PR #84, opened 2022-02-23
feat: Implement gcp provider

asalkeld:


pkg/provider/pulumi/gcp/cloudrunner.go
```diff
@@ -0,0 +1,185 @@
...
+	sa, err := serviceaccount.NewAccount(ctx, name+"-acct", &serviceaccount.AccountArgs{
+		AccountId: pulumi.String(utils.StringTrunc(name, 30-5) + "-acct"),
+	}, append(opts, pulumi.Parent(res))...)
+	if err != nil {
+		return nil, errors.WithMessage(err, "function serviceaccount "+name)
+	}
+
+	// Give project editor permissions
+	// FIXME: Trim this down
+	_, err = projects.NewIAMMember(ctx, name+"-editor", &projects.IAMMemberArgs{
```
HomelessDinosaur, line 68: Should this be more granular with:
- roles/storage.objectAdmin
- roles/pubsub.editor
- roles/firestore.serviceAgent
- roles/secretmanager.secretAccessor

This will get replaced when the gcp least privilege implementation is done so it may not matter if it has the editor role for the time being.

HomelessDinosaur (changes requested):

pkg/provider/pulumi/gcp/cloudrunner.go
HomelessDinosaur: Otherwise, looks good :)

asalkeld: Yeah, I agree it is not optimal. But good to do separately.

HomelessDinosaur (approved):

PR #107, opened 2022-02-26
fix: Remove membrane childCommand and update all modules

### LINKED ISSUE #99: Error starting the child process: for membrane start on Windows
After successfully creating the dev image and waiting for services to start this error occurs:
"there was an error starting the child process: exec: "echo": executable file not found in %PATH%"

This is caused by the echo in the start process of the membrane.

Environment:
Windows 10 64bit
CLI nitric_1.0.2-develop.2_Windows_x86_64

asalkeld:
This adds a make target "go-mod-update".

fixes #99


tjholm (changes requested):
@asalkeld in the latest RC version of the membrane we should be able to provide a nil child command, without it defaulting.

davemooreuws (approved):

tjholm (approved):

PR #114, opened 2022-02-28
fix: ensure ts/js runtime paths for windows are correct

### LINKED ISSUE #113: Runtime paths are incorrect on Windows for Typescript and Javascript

************

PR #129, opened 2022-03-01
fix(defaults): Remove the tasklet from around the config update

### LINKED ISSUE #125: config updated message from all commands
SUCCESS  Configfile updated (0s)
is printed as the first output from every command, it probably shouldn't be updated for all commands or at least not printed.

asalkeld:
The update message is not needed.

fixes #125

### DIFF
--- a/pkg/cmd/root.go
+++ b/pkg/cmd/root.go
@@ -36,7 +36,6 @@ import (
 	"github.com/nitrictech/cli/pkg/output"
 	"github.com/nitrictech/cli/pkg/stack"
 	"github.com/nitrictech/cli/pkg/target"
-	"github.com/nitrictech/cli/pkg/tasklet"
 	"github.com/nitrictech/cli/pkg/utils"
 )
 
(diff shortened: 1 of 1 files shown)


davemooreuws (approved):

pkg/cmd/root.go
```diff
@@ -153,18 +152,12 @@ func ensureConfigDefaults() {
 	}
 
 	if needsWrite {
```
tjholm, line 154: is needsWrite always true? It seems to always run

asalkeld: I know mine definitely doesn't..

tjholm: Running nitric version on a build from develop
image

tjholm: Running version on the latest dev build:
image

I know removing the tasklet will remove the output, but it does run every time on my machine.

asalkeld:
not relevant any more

************

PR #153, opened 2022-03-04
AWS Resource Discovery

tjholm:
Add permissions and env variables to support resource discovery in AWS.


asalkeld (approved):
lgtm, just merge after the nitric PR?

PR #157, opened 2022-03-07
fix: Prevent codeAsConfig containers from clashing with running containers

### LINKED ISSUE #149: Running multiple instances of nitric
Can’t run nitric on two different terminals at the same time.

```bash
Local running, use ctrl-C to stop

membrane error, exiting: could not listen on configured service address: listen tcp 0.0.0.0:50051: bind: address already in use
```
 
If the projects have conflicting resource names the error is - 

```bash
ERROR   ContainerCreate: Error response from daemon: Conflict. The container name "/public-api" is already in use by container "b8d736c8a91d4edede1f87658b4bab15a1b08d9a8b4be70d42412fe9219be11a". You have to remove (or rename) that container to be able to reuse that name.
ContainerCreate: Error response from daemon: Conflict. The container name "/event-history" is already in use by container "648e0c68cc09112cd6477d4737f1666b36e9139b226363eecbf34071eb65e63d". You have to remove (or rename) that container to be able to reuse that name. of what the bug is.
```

************

ABOUT THIS EXERCISE:
Search the entries above for the string "root", and report each line where it occurs.

TASK SOLUTION:
--- a/pkg/cmd/root.go
+++ b/pkg/cmd/root.go
pkg/cmd/root.go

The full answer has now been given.